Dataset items
....

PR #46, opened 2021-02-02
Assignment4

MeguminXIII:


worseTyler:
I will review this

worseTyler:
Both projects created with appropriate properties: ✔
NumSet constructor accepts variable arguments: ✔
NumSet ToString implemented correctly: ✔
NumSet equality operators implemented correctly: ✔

....

| Task brief |
What you return should match the data character for character.

| Result of this exercise |
PR #46, opened 2021-02-02
Assignment4

MeguminXIII:


worseTyler:
I will review this

worseTyler:
Both projects created with appropriate properties: ✔
NumSet constructor accepts variable arguments: ✔
NumSet ToString implemented correctly: ✔
NumSet equality operators implemented correctly: ✔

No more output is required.